On Raksha Bandan Day—an Indian feast on which women tie a special thread called “Rakhi” on the wrist of their brothers or of some other man whom they see as their brother—we usually tie rakhis on the wrists of hundreds of prisoners and become a sister for them. Since their own sisters are unable to visit them, this gesture means much to the men. Many prisoners break down and cry bitterly, thinking of their family members. All of them, however poor, give us at least ten rupees from the little money they have. After all, on this day, the brother is supposed to give a gift to his sister! One of the prisoners once gave us a 500 Rupee note. An old man cried because he did not have even ten Rupees to give us. We usually have a bhajan service with them, on the sacredness of the brother-sister relationship.
Children in jail?
There are also little children in our jails. They were either born in the jail or, being small, need to be with their mothers. Some have never seen their father. The prisoners become their relatives and siblings. What an environment to grow in! We wondered whether the authorities could make some arrangement for pregnant women so that they may get better care and have a healthier and more normal environment for their children.
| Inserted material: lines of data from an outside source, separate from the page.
Issue #9126, opened 2021-01-21
login page ui tweaks


jlmitch5:
![Screen Shot 2021-01-20 at 12 54 28 PM](https://user-images.githubusercontent.com/1342624/105369911-0380d780-5bd1-11eb-9be8-02855c75ac1e.png)

- We should make sure logo is the white text version (not sure exactly how that branding gets added, may need to be a separate issue)
- We should move "Please sign in." to secondary text (and it should be sentence cased).  like this shows https://www.patternfly.org/v4/components/login-page/react/basic/

jakemcdermott:
Also:

"Sign in"
"Login"

(Should pick one, or at least not show both on the same page)

tiagodread:
The login page with the white brand logo 

![image](https://user-images.githubusercontent.com/12464858/119698839-06fac880-be28-11eb-8bf1-1b4bb9934fe5.png)

PR #10179, opened 2021-05-12
Update login message to avoid duplicate brand name

nixocio:
Returned brandName already contain the name brand Ansible. Update to
avoid name brand repetition.

Also update brandName on document title.

See: https://github.com/ansible/awx/issues/9126

### DIFF
--- a/awx/ui_next/src/screens/Login/Login.jsx
+++ b/awx/ui_next/src/screens/Login/Login.jsx
@@ -147,7 +147,7 @@ function AWXLogin({ alt, isAuthenticated }) {
     <Login header={Header} footer={Footer}>
       <LoginMainHeader
         data-cy="login-header"
-        title={brandName ? t`Welcome to Ansible ${brandName}!` : ''}
+        title={brandName ? t`Welcome to ${brandName}!` : ''}
         subtitle={t`Please log in`}
       />
       <LoginMainBody>
--- a/awx/ui_next/src/index.jsx
+++ b/awx/ui_next/src/index.jsx
@@ -5,7 +5,7 @@ import '@patternfly/react-core/dist/styles/base.css';
 import App from './App';
 import { BrandName } from './variables';
 
-document.title = `Ansible ${BrandName}`;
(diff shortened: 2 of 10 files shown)


awx/ui_next/src/screens/Login/Login.jsx
```diff
@@ -147,7 +147,7 @@ function AWXLogin({ alt, isAuthenticated }) {
     <Login header={Header} footer={Footer}>
       <LoginMainHeader
         data-cy="login-header"
-        title={brandName ? t`Welcome to Ansible ${brandName}!` : ''}
```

Whenever I needed money to help prisoners, God-sent angels were there for me. Poor prisoners would ask me for warm shawls during winter. Friends would give me money for getting such things. At times, without my asking, good people would give me money for the prisoners. I felt the hand of God reaching out to me through them.
“When I was in prison, you visited me. What you do to the least of my brothers and sisters, you do to Me.” Prisoners certainly belong to the least and the most forgotten. May we see the face of Christ in them, visit them, and do what we can to help them. More people are aware of the plight of prisoners today. Much more can be done, if more of us opened our eyes and hearts to the needs, pains and dreams of our brothers and sisters who languish in prison, largely forgotten.
We also need to keep in mind this tragic reality: a large number of persons in Indian jails are undertrials—men and women whose cases have not been tried!
Sr Mary Chacko FDCC – Sr. Maria Chacko, a Canossian Sister, has been a full-time volunteer in the Central Jail at Motihari, Bihar.